_What the task asks_
Exactly as written, copy the lines that run from the start of the data below to the line containing "-210,7 +211,7 @@ public enum", both ends included.

_Data extracts_
PR #4744, opened 2024-02-26
Fix Crawling Sensation + related tweaks

tool4ever:
Unlike its newer cousin (_Crawling Infestation_) the trigger on _Crawling Sensation_ should see the past with "for the first time" - so perhaps might never be able to trigger on the turn it ETB.

### DIFF
--- a/forge-game/src/main/java/forge/game/ability/AbilityKey.java
+++ b/forge-game/src/main/java/forge/game/ability/AbilityKey.java
@@ -4,6 +4,7 @@ import forge.game.GameEntity;
 import forge.game.card.Card;
 import forge.game.card.CardZoneTable;
 import forge.game.player.Player;
+import forge.game.spellability.SpellAbility;
 
 import java.util.EnumMap;
 import java.util.Map;
@@ -210,7 +211,7 @@ public enum AbilityKey {
         map.put(AbilityKey.LastStateGraveyard, table.getLastStateGraveyard());
         map.put(AbilityKey.InternalTriggerTable, table);
     }
-    public static CardZoneTable addCardZoneTableParams(Map<AbilityKey, Object> map, forge.game.spellability.SpellAbility sa) {
+    public static CardZoneTable addCardZoneTableParams(Map<AbilityKey, Object> map, SpellAbility sa) {
         CardZoneTable table = new CardZoneTable(sa.getLastStateBattlefield(), sa.getLastStateGraveyard());
         addCardZoneTableParams(map, table);
         return table;
--- a/forge-game/src/main/java/forge/game/ability/AbilityKey.java
+++ b/forge-game/src/main/java/forge/game/ability/AbilityKey.java
@@ -1,5 +1,6 @@
 package forge.game.ability;
 
+import forge.game.Game;
 import forge.game.GameEntity;
 import forge.game.card.Card;
 import forge.game.card.CardZoneTable;
@@ -213,6 +214,11 @@ public enum AbilityKey {
     }
     public static CardZoneTable addCardZoneTableParams(Map<AbilityKey, Object> map, SpellAbility sa) {
         CardZoneTable table = new CardZoneTable(sa.getLastStateBattlefield(), sa.getLastStateGraveyard());
+        addCardZoneTableParams(map, table);
+        return table;
+    }
+    public static CardZoneTable addCardZoneTableParams(Map<AbilityKey, Object> map, Game game) {
+        CardZoneTable table = new CardZoneTable(game.getLastStateBattlefield(), game.getLastStateGraveyard());
         addCardZoneTableParams(map, table);
         return table;
     }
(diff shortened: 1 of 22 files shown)


forge-game/src/main/java/forge/game/trigger/TriggerChangesZoneAll.java
```diff
@@ -31,6 +33,19 @@ public boolean performTest(Map<AbilityKey, Object> runParams) {
...
+                lastState = table.getLastStateBattlefield();
+            } else if ("Graveyard".equals(getParam("Destination"))) {
+                lastState = table.getLastStateGraveyard();
+            }
+            // currently only for Crawling Sensation
+            if (CardLists.getValidCardCount(lastState, getParam("ValidCards") + "+ThisTurnEntered", getHostCard().getController(), getHostCard(), this) > 0) {
+                return false;
+            }
+        }
+
```
Hanmac, line 48: i don't think LastStateGraveyard words there as you think

for example, what if i remove all lands that was sent there
then play Crawling Sensation
and then mill new lands?

because LastStateGraveyard is empty, this condition is successful

Hanmac: Instead, we probably need to check for:

```
list = getTurnEntered("Graveyard", "Any")
list.removeAll(table.cards)
list.isEmpty()
```

tool4ever: yea good idea
seems to work

forge-game/src/main/java/forge/game/card/CardZoneTable.java
```diff
@@ -121,9 +121,13 @@ public CardCollection filterCards(Iterable<ZoneType> origin, ZoneType destinatio
         if (origin != null) {
             for (ZoneType z : origin) {
                 CardCollectionView lkiLookup = CardCollection.EMPTY;
+                // CR 603.10a
                 if (z == ZoneType.Battlefield) {
                     lkiLookup = lastStateBattlefield;
                 }
+                if (z == ZoneType.Graveyard && destination == null) {
```
tool4ever, line 128: _Desecrated Tomb_ is now able to trigger when you _Unearth_ our boy _Grist_

Hanmac (dismissed):

forge-game/src/main/java/forge/game/ability/AbilityKey.java
```diff
@@ -210,7 +211,7 @@ public static void addCardZoneTableParams(Map<AbilityKey, Object> map, CardZoneT
         map.put(AbilityKey.LastStateGraveyard, table.getLastStateGraveyard());
         map.put(AbilityKey.InternalTriggerTable, table);
     }
-    public static CardZoneTable addCardZoneTableParams(Map<AbilityKey, Object> map, forge.game.spellability.SpellAbility sa) {
+    public static CardZoneTable addCardZoneTableParams(Map<AbilityKey, Object> map, SpellAbility sa) {
```
Hanmac, line 214: i don't know if that works

my IDE didn't wanted to import that, because the AbilityKey has a Key for SpellAbility already

forge-game/src/main/java/forge/game/ability/effects/ConniveEffect.java
```diff
@@ -68,7 +68,7 @@ public void resolve(SpellAbility sa) {
             CardCollection connivers = CardLists.filterControlledBy(toConnive, p);
             while (!connivers.isEmpty()) {
                 GameEntityCounterTable table = new GameEntityCounterTable();
-                final CardZoneTable triggerList = new CardZoneTable(sa.getLastStateBattlefield(), sa.getLastStateGraveyard());
+                final CardZoneTable triggerList = new CardZoneTable(game.getLastStateBattlefield(), game.getLastStateGraveyard());
```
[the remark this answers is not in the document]
tool4ever: The SpellAbility one is only really filled when
a) it's the castSA for stuff like "as you cast" (Presence)
b) we're inside a replacement ability (which can then be used inside AbilityUtils valid checks)

so most of the time it's unavailable for normal LKI usage inside the table and we should move away from using it in effects? 🤔 
And I suppose there can be scenarios where we need to use `game.copyLastState` because the previous one might be stale?

forge-game/src/main/java/forge/game/ability/effects/CounterEffect.java
```diff
@@ -253,6 +253,8 @@ private static boolean removeFromStack(final SpellAbility tgtSA, final SpellAbil
 
         params.put(AbilityKey.StackSa, tgtSA);
         params.put(AbilityKey.StackSi, si);
+        params.put(AbilityKey.LastStateBattlefield, game.getLastStateBattlefield());
+        params.put(AbilityKey.LastStateGraveyard, game.getLastStateGraveyard());
```
Hanmac, line 257: better use a CardZoneTable there?

The Problem lies in Line 55:
https://github.com/Card-Forge/forge/blob/a7d77028e900371769c3a3a199d0a0ff4002bc81/forge-game/src/main/java/forge/game/ability/effects/CounterEffect.java#L55-L56

at this point the SpellAbility doesn't have a LastState so it should fallback to game?

i don't know anymore if AbilityKey.addCardZoneTableParams was the right place for this or if that should have been done in SpellAbilityEffect 
but there are corner cases where you would need the Table, but don't have a SpellAbility

tool4ever: ok, I'll try to refine the general usage

tool4ever:
Since this PR is getting big we could merge these fixes now and I'll do more cleanup in a follow-up

PR #4751, opened 2024-02-27
Consolidate CardZoneTable logic

### LINKED ISSUE #2076: GameAction: investigate where LastState is still missing
Exception handling is expensive and can hide real bugs.

tool4ever:
Fixes Meld not triggering "one or more ETB"

Closes #2076

### DIFF
--- a/forge-game/src/main/java/forge/game/GameAction.java
+++ b/forge-game/src/main/java/forge/game/GameAction.java
@@ -131,31 +131,19 @@ public class GameAction {
         // need to check before it enters
         if (c.isAura() && !c.isAttachedToEntity() && toBattlefield && (zoneFrom == null || !zoneFrom.is(ZoneType.Stack))) {
             boolean found = false;
-            try {
-                if (Iterables.any(game.getPlayers(), PlayerPredicates.canBeAttached(c, null))) {
+            if (Iterables.any(game.getPlayers(), PlayerPredicates.canBeAttached(c, null))) {
+                found = true;
+            }
+
+            if (!found) {
+                if (Iterables.any((CardCollectionView) params.get(AbilityKey.LastStateBattlefield), CardPredicates.canBeAttached(c, null))) {
                     found = true;
                 }
-            } catch (Exception e1) {
-                found = false;
             }
 
             if (!found) {
-                try {
-                    if (Iterables.any((CardCollectionView) params.get(AbilityKey.LastStateBattlefield), CardPredicates.canBeAttached(c, null))) {
-                        found = true;
-                    }
-                } catch (Exception e2) {
-                    found = false;
-                }
-            }
-
-            if (!found) {
-                try {
-                    if (Iterables.any((CardCollectionView) params.get(AbilityKey.LastStateGraveyard), CardPredicates.canBeAttached(c, null))) {
-                        found = true;
-                    }
-                } catch (Exception e3) {
-                    found = false;
+                if (Iterables.any((CardCollectionView) params.get(AbilityKey.LastStateGraveyard), CardPredicates.canBeAttached(c, null))) {
+                    found = true;
                 }
             }
             if (!found) {
@@ -184,8 +172,8 @@ public class GameAction {
                 lastKnownInfo = (Card) cause.getReplacingObject(AbilityKey.CardLKI);
             }
         }
-        CardCollectionView lastBattlefield = getLastState(AbilityKey.LastStateBattlefield, cause, params);
-        CardCollectionView lastGraveyard = getLastState(AbilityKey.LastStateGraveyard, cause, params);
+        CardCollectionView lastBattlefield = getLastState(AbilityKey.LastStateBattlefield, cause, params, false);
+        CardCollectionView lastGraveyard = getLastState(AbilityKey.LastStateGraveyard, cause, params, false);
 
         if (c.isSplitCard()) {
             boolean resetToOriginal = false;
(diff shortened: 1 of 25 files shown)


forge-game/src/main/java/forge/game/ability/effects/SacrificeAllEffect.java
```diff
@@ -84,8 +84,7 @@ public void resolve(SpellAbility sa) {
 
         Map<Integer, Card> cachedMap = Maps.newHashMap();
         Map<AbilityKey, Object> params = AbilityKey.newMap();
-        CardZoneTable table = new CardZoneTable(game.copyLastStateBattlefield(), CardCollection.EMPTY);
-        AbilityKey.addCardZoneTableParams(params, table);
+        CardZoneTable zoneMovements = AbilityKey.addCardZoneTableParams(params, sa);
 
         for (Card sac : list) {
             final Card lKICopy = CardUtil.getLKICopy(sac, cachedMap);
```
tool4ever, line 90: @Hanmac 
You added the `cachedMap` in some places, but I don't see the point here:
these are different cards so LKI wouldn't get reused anyway?

forge-game/src/main/java/forge/game/GameAction.java
```diff
@@ -131,31 +131,19 @@ private Card changeZone(final Zone zoneFrom, Zone zoneTo, final Card c, Integer
...
             }
 
             if (!found) {
-                try {
-                    if (Iterables.any((CardCollectionView) params.get(AbilityKey.LastStateBattlefield), CardPredicates.canBeAttached(c, null))) {
-                        found = true;
-                    }
-                } catch (Exception e2) {
-                    found = false;
+                if (Iterables.any((CardCollectionView) params.get(AbilityKey.LastStateBattlefield), CardPredicates.canBeAttached(c, null))) {
```
tool4ever, line 139: maybe we can/should just reuse the `lastStateBattlefield` from above here?
what would a good test for this be 🤔

forge-game/src/main/java/forge/game/GameAction.java
```diff
@@ -2608,12 +2596,13 @@ private static void unanimateOnAbortedChange(final SpellAbility cause, final Car
...
-    private CardCollectionView getLastState(final AbilityKey key, final SpellAbility cause, final Map<AbilityKey, Object> params) {
+    public CardCollectionView getLastState(final AbilityKey key, final SpellAbility cause, final Map<AbilityKey, Object> params, final boolean refreshIfEmpty) {
         CardCollectionView lastState = null;
         if (params != null) {
             lastState = (CardCollectionView) params.get(key);
         }
         if (lastState == null && cause != null) {
+            // inside RE
             if (key == AbilityKey.LastStateBattlefield) {
                 lastState = cause.getLastStateBattlefield();
```
tool4ever, line 2607: I'm still not totally convinced this should still be included here:
like if a RE does:
- move X from A to B
- and then **after** moves Y

the second part should still have a newer lastState from its perspective 🤔 

But I would like to find an example (ideally one where it matters) before I commit further

tool4ever: Hmn, I checked **Dredge** and it wasn't a problem since it's only set for the root anyway
Will probably leave it alone for now...

forge-game/src/main/java/forge/game/ability/effects/SacrificeAllEffect.java
Hanmac: just for the corner case when you sacrifice multiple cards at once
that may be attached to each other

the cachedMap is just for when getting an LKI copy, to not copy something that already got copied.

otherwise we might look into this using LKI that already got copied in LastStateBattlefield?

forge-game/src/main/java/forge/game/GameAction.java
Hanmac: yeah, better reuse the lastStateBattlefield that already get set

your current change with removing the try-catch would otherwise crash on possible null-pointer?

forge-game/src/main/java/forge/game/ability/effects/SacrificeAllEffect.java
Hanmac: i didn't mean it like that

more like:
`final Card lKICopy = zoneMovements.getLastStateBattlefield().get(sac);`

this way, we can use the LKI that was already generated for LastStateBattlefield?

forge-game/src/main/java/forge/game/GameAction.java
tool4ever: there used to be an old crash, which I failed to reproduce in newer versions
I think at this point all relevant calls already provided the lastState
And if they didn't there could be a bug hidden because we might miss out on a legal attach
Anyway with the additional change it should now be impossible

forge-game/src/main/java/forge/game/ability/effects/SacrificeAllEffect.java
tool4ever: that's how it will work?
`getLKICopy` checks the prefilled cache first
this way there's some safety if for some reason the LastState doesn't have it and just creates a new one instead

Hanmac: i mean it shouldn't even be possible

you can only Sacrifice from the Battlefield, and at that moment, LastState should already have the card

so there is no need to make an extra CacheMap for this, right?

tool4ever: In an ideal world yes?
Seems stable without, will run some longer AI tests as backup

Hanmac (approved):
looks good for me

PR #4763, opened 2024-03-01
Alchemy Incorporate

Northmoc:


forge-game/src/main/java/forge/game/card/Card.java
```diff
@@ -4506,7 +4511,6 @@ public final void removePerpetual(final long timestamp) {
         for (Map<String, Object> p : perpetual) {
             if (p.get("Timestamp").equals(timestamp)) {
                 toRemove = p;
-                break;
```
tool4ever, line 4509: why remove optimization?

forge-game/src/main/java/forge/game/card/Card.java
```diff
@@ -4496,8 +4500,9 @@ public final void executePerpetual(Map<String, Object> p) {
                 false, (Set<RemoveType>) p.get("RemoveXTypes"),
                 (long) p.get("Timestamp"), (long) 0, true, false);
         } else if (category.equals("Colors")) {
-            addColor((ColorSet) p.get("Colors"), !(boolean) p.get("Overwrite"), (long) p.get("Timestamp"),
-                (long) 0, false);
+            ColorSet colors = (ColorSet) p.get("Colors");
+            addColor(colors, !(boolean) p.get("Overwrite"), (long) p.get("Timestamp"), (long) 0, false);
+            getCurrentState().addColor(colors.getColor());
```
tool4ever, line 4505: why do we need to hard set the states now?
that seems wrong

Northmoc: I was encountering an issue whereupon being cast, cards would not display as their updated colors anymore.

So after the Animate, everything looked fine while the card was in the hand. But then upon cast, there was a misalignment between the colors displayed in Detail Pane / "Current Card Colors" (also the color coding of the spell on the stack) and the actual card item when checked in the debugger. So in the debugger the card object did have the new color identity... it just wasn't displaying properly in the GUI.

Is there a less aggressive fix?

forge-game/src/main/java/forge/game/card/Card.java
Northmoc: Some Perpetual effects have multiple entries with the same timestamp. This card for example has "Incorporate" and "Colors" categories with the same timestamp.

As I think about it more, there are further problems as Guildpact Greenwarden here has "Incorporate" and "Colors" with one timestamp, but "BoostPT" with another timestamp since that's in PumpEffect 😦

forge-game/src/main/java/forge/game/ability/effects/AnimateEffectBase.java
```diff
@@ -81,6 +82,27 @@ public static void doAnimate(final Card c, final SpellAbility sa, final Integer
...
+            c.addPerpetual(params);
+            
+            final ManaCost incMCost = new ManaCost(new ManaCostParser(incorporate));
+            incColors = ColorSet.fromMask(incMCost.getColorProfile());
+            final ManaCost newCost = ManaCost.combine(c.getManaCost(), incMCost);
+            c.addChangedManaCost(newCost, timestamp, 0);
+            c.setManaCost(c.getManaCost());
+            c.updateManaCostForView();
+
+            c.getFirstSpellAbility().getPayCosts().add(new Cost(incorporate, false));
```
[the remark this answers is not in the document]
Northmoc: Good catch

Hmm

forge-game/src/main/java/forge/game/card/Card.java
tool4ever: well I think when you implemented this function it was for a very specific card?
if the code is supposed to handle multiple entries it would need updating anyway

forge-game/src/main/java/forge/game/card/Card.java
tool4ever: if it's a GUI problem only then the logic where the view gets refreshed probably needs updating
chances are its just using the state directly because it really doesn't expect what you're doing there - since the implementation you're "abusing" was really only meant for _Volrath's Shapeshifter_

Northmoc: I think I've dodged this now

tool4ever (approved):

Hanmac:
@Northmoc it seems we need to touch this again

while it does affect the color of the card,
it does not set the mana cost directly,
but more like it that its adds additional Costs

Northmoc:
> @Northmoc it seems we need to touch this again
> 
> while it does affect the color of the card, it does not set the mana cost directly, but more like it that its adds additional Costs

Interesting – that might actually be easier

_Reply_
PR #4744, opened 2024-02-26
Fix Crawling Sensation + related tweaks

tool4ever:
Unlike its newer cousin (_Crawling Infestation_) the trigger on _Crawling Sensation_ should see the past with "for the first time" - so perhaps might never be able to trigger on the turn it ETB.

### DIFF
--- a/forge-game/src/main/java/forge/game/ability/AbilityKey.java
+++ b/forge-game/src/main/java/forge/game/ability/AbilityKey.java
@@ -4,6 +4,7 @@ import forge.game.GameEntity;
 import forge.game.card.Card;
 import forge.game.card.CardZoneTable;
 import forge.game.player.Player;
+import forge.game.spellability.SpellAbility;
 
 import java.util.EnumMap;
 import java.util.Map;
@@ -210,7 +211,7 @@ public enum AbilityKey {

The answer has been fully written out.